▶ Saved data entries
PR #269, opened 2026-09-11
slam-rs: per-host gate baselines, Mac mini and Spark rows, Metal-lane docs

pablo-rerun:
## What
1. **Per-host baselines.** `baseline_for(lane, profile, host)` prefers the row measured on the running host and falls back to the reference host's row (the 5090). Accuracy and speed both use the chosen row; speed stays gated only when the row's host is the measuring host. Hypothesis tests cover the lookup and the loader's duplicate check (now keyed by lane, profile, host). No change on the 5090.
2. **Rows for the Spark (GB10, Vulkan) and the Mac mini (M4, Metal)**, GPU lane, fast profile, smoke + release tiers (MIO10, MGO09, MIO07, MGO07, MIO14): two passes each, agreeing within 5%, core hash recorded. With the rows in place both hosts pass all five segments with speed gated, including the Mac's MIO14 (6.7605 cm on main before and after this stage; previously judged against the 5090's 6.0135 and falsely red).
3. **Docs.** README fleet table and Metal paragraphs updated to the after-state; design notes gain "S36 — the Metal lane's two sleeps" (causes, the park patch and how it ships, the same-run budget and the validation's corrections, rejected experiments, open levers) and decisions D80–D83; AGENTS.md gains the prepare-task / bare-cargo bootstrap gotcha and the `cargo fetch --locked` note for `slam-rs-patch-test`.

## Numbers (fast profile, tracker median ms, GPU vs same-host CPU)
| host | MIO10 | MIO07 | MGO07 | ratio |
|---|---|---|---|---|
| RTX 5090 (Vulkan) | 2.0 / 5.6 | 2.7 / 5.9 | 3.1 / 9.8 | 2.2–3.2x |
| Spark GB10 (Vulkan, arm64) | 2.9 / 5.4 | 3.1 / 5.4 | 4.8 / 9.0 | 1.8–1.9x |
| Mac mini M4 (Metal) | 4.6 / 4.9 | 4.8 / 5.1 | 6.0 / 8.5 | 1.06–1.42x |

## Gates
271 fast tests, lint, typecheck, deadcode, `pixi lock --check`; both hosts' smoke + release tiers pass with the rows. No Rust or Cargo changes. Codex read-only review running; a known item it will confirm: the Mac row's host name is the network-qualified name and should be normalised to the short host name before merge.

Report: `/tmp/fleet-artifacts/slam-rs/cuvslam/reports/s36/s36-13-wrapup.md` on pablo-dl-server.

### DIFF
--- a/AGENTS.md
+++ b/AGENTS.md
@@ -230,6 +230,9 @@ linux-64 (pixi 0.70.x) and move back to a public release once the fix ships.
 
 ## Gotchas
 
+- **slam-rs bare Cargo / rust-analyzer bootstrap** — run `pixi run -e slam-rs-dev --frozen slam-rs-patch-deps` once per fresh checkout (`slam-rs-osx-dev` on macOS). Cargo's path override needs the prepared `target/patch/` tree; the Pixi Cargo tasks prepare it automatically. The bump runbook is beside `[patch.crates-io]` in the package's `Cargo.toml`.
+- **slam-rs offline patch tests need their own cache** — from `packages/slam-rs`, run `pixi run -e slam-rs-dev --frozen cargo fetch --locked --manifest-path target/patch/cubecl-common-0.11.0-pre.3/Cargo.toml` once per Cargo home before `slam-rs-patch-test` (`slam-rs-osx-dev` on macOS). The prepared crate resolves standalone; an offline `test-log` miss means this cache is incomplete.
+
 - **Never use pip** — all dependency management goes through Pixi
 - **`hf download` not `huggingface-cli`** — conda's huggingface_hub provides `hf`, not `huggingface-cli`
 - **gradio from PyPI, not conda** — conda's gradio package has missing transitive deps
--- a/packages/slam-rs/README.md
+++ b/packages/slam-rs/README.md
@@ -247,27 +247,30 @@ takes 63 minutes on the fast profile against 81 on the reference. The ten-clip
 gate's hardest clip, `MIO14_moving_props`, reads 9.72 cm on the reference (D71)
 and 6.37 cm on the fast profile.
 
-The same tip on the fleet, fast profile, tracker median in ms for
-`MIO10` / `MIO07` / `MGO07`, one unpinned pass with decode in the same process:
+The fleet's fast-profile tracker medians below are milliseconds for
+`MIO10` / `MIO07` / `MGO07`. Ratios compare GPU with CPU on the same host.
+The 5090 values are the reference rows in `gate.toml`; GB10 and M4 use the
+median of three matched runs per lane from S36. These are different measurement
+sessions, not a cross-machine timing budget.
 
-| device | backend | fast, ms | fast over reference | trajectory against the 5090 |
+| device | backend | GPU vs CPU fast medians, ms | CPU/GPU | ≥1.2x, accuracy in band |
 |---|---|---|---|---|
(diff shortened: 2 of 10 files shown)


pablo-rerun:
Codex read-only review (gpt-6-astra): one P1, being fixed on this branch.
- **P1** `slam_rs/reference.py:139` + `gate.toml:90`: host matching is an exact string compare on `platform.node()`, and the five Mac rows store the network-qualified `pablos-Mac-mini.attlocal.net`. Off the home network the Mac row stops matching: accuracy falls back to the 5090 row and speed becomes ungated (MIO14 would read 6.7605 cm against the 5090-derived 6.6149 and fail). Fix: the short host name (`platform.node().split(".")[0]`) everywhere — machine reporting, stored row keys, lookup, duplicate detection, speed compare — with tests for short, `.attlocal.net` and another suffix; 5090 and Spark rows unchanged.
Verified: lookup semantics (host row preferred, first lane/profile row fallback, `None`); duplicate triples rejected; 5090 rows and behaviour unchanged; all ten new rows match the evidence to the digit (hash, framesets, ATE, medians; repeat pairs within 5%); docs figures agree with the S36-8/10/11 reports, stale budget and the 2x kernel claim removed, D64's "faster" separated from the 1.2x margin, D80–D83 consistent; bootstrap commands correct; schema 10; `pixi lock --check` passes. Not independently re-run by the reviewer (read-only sandbox): the worker's lint/typecheck/test passes. Note: the Mac rows were measured with a browser GPU process active, the Spark with its background CPU load; both are disclosed in the report.

pablo-rerun:
P1 fixed in ad89e425: short host names everywhere (machine report, lookup, duplicate check, speed gating), the five Mac rows now `pablos-Mac-mini`, tests for the plain name and two domain suffixes, loader rejects a dotted host. 280 fast tests, lint, typecheck, deadcode, lock check pass. No Mac/Spark re-run by decision. Ready for review.

pablo-rerun:
Follow-ups noted from the Pi 5 run on Trixie (Mesa 26.2.1, report `s36-17-pi-trixie.md`), not in this PR:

▶ Assignment
The answer is every entry, copied word for word.

▶ Exercise output
PR #269, opened 2026-09-11
slam-rs: per-host gate baselines, Mac mini and Spark rows, Metal-lane docs

pablo-rerun:
## What
1. **Per-host baselines.** `baseline_for(lane, profile, host)` prefers the row measured on the running host and falls back to the reference host's row (the 5090). Accuracy and speed both use the chosen row; speed stays gated only when the row's host is the measuring host. Hypothesis tests cover the lookup and the loader's duplicate check (now keyed by lane, profile, host). No change on the 5090.
2. **Rows for the Spark (GB10, Vulkan) and the Mac mini (M4, Metal)**, GPU lane, fast profile, smoke + release tiers (MIO10, MGO09, MIO07, MGO07, MIO14): two passes each, agreeing within 5%, core hash recorded. With the rows in place both hosts pass all five segments with speed gated, including the Mac's MIO14 (6.7605 cm on main before and after this stage; previously judged against the 5090's 6.0135 and falsely red).
3. **Docs.** README fleet table and Metal paragraphs updated to the after-state; design notes gain "S36 — the Metal lane's two sleeps" (causes, the park patch and how it ships, the same-run budget and the validation's corrections, rejected experiments, open levers) and decisions D80–D83; AGENTS.md gains the prepare-task / bare-cargo bootstrap gotcha and the `cargo fetch --locked` note for `slam-rs-patch-test`.

## Numbers (fast profile, tracker median ms, GPU vs same-host CPU)
| host | MIO10 | MIO07 | MGO07 | ratio |
|---|---|---|---|---|
| RTX 5090 (Vulkan) | 2.0 / 5.6 | 2.7 / 5.9 | 3.1 / 9.8 | 2.2–3.2x |
| Spark GB10 (Vulkan, arm64) | 2.9 / 5.4 | 3.1 / 5.4 | 4.8 / 9.0 | 1.8–1.9x |
| Mac mini M4 (Metal) | 4.6 / 4.9 | 4.8 / 5.1 | 6.0 / 8.5 | 1.06–1.42x |

## Gates
271 fast tests, lint, typecheck, deadcode, `pixi lock --check`; both hosts' smoke + release tiers pass with the rows. No Rust or Cargo changes. Codex read-only review running; a known item it will confirm: the Mac row's host name is the network-qualified name and should be normalised to the short host name before merge.

Report: `/tmp/fleet-artifacts/slam-rs/cuvslam/reports/s36/s36-13-wrapup.md` on pablo-dl-server.

### DIFF
--- a/AGENTS.md
+++ b/AGENTS.md
@@ -230,6 +230,9 @@ linux-64 (pixi 0.70.x) and move back to a public release once the fix ships.
 
 ## Gotchas
 
+- **slam-rs bare Cargo / rust-analyzer bootstrap** — run `pixi run -e slam-rs-dev --frozen slam-rs-patch-deps` once per fresh checkout (`slam-rs-osx-dev` on macOS). Cargo's path override needs the prepared `target/patch/` tree; the Pixi Cargo tasks prepare it automatically. The bump runbook is beside `[patch.crates-io]` in the package's `Cargo.toml`.
+- **slam-rs offline patch tests need their own cache** — from `packages/slam-rs`, run `pixi run -e slam-rs-dev --frozen cargo fetch --locked --manifest-path target/patch/cubecl-common-0.11.0-pre.3/Cargo.toml` once per Cargo home before `slam-rs-patch-test` (`slam-rs-osx-dev` on macOS). The prepared crate resolves standalone; an offline `test-log` miss means this cache is incomplete.
+
 - **Never use pip** — all dependency management goes through Pixi
 - **`hf download` not `huggingface-cli`** — conda's huggingface_hub provides `hf`, not `huggingface-cli`
 - **gradio from PyPI, not conda** — conda's gradio package has missing transitive deps
--- a/packages/slam-rs/README.md
+++ b/packages/slam-rs/README.md
@@ -247,27 +247,30 @@ takes 63 minutes on the fast profile against 81 on the reference. The ten-clip
 gate's hardest clip, `MIO14_moving_props`, reads 9.72 cm on the reference (D71)
 and 6.37 cm on the fast profile.
 
-The same tip on the fleet, fast profile, tracker median in ms for
-`MIO10` / `MIO07` / `MGO07`, one unpinned pass with decode in the same process:
+The fleet's fast-profile tracker medians below are milliseconds for
+`MIO10` / `MIO07` / `MGO07`. Ratios compare GPU with CPU on the same host.
+The 5090 values are the reference rows in `gate.toml`; GB10 and M4 use the
+median of three matched runs per lane from S36. These are different measurement
+sessions, not a cross-machine timing budget.
 
-| device | backend | fast, ms | fast over reference | trajectory against the 5090 |
+| device | backend | GPU vs CPU fast medians, ms | CPU/GPU | ≥1.2x, accuracy in band |
 |---|---|---|---|---|
(diff shortened: 2 of 10 files shown)


pablo-rerun:
Codex read-only review (gpt-6-astra): one P1, being fixed on this branch.
- **P1** `slam_rs/reference.py:139` + `gate.toml:90`: host matching is an exact string compare on `platform.node()`, and the five Mac rows store the network-qualified `pablos-Mac-mini.attlocal.net`. Off the home network the Mac row stops matching: accuracy falls back to the 5090 row and speed becomes ungated (MIO14 would read 6.7605 cm against the 5090-derived 6.6149 and fail). Fix: the short host name (`platform.node().split(".")[0]`) everywhere — machine reporting, stored row keys, lookup, duplicate detection, speed compare — with tests for short, `.attlocal.net` and another suffix; 5090 and Spark rows unchanged.
Verified: lookup semantics (host row preferred, first lane/profile row fallback, `None`); duplicate triples rejected; 5090 rows and behaviour unchanged; all ten new rows match the evidence to the digit (hash, framesets, ATE, medians; repeat pairs within 5%); docs figures agree with the S36-8/10/11 reports, stale budget and the 2x kernel claim removed, D64's "faster" separated from the 1.2x margin, D80–D83 consistent; bootstrap commands correct; schema 10; `pixi lock --check` passes. Not independently re-run by the reviewer (read-only sandbox): the worker's lint/typecheck/test passes. Note: the Mac rows were measured with a browser GPU process active, the Spark with its background CPU load; both are disclosed in the report.

pablo-rerun:
P1 fixed in ad89e425: short host names everywhere (machine report, lookup, duplicate check, speed gating), the five Mac rows now `pablos-Mac-mini`, tests for the plain name and two domain suffixes, loader rejects a dotted host. 280 fast tests, lint, typecheck, deadcode, lock check pass. No Mac/Spark re-run by decision. Ready for review.

pablo-rerun:
Follow-ups noted from the Pi 5 run on Trixie (Mesa 26.2.1, report `s36-17-pi-trixie.md`), not in this PR:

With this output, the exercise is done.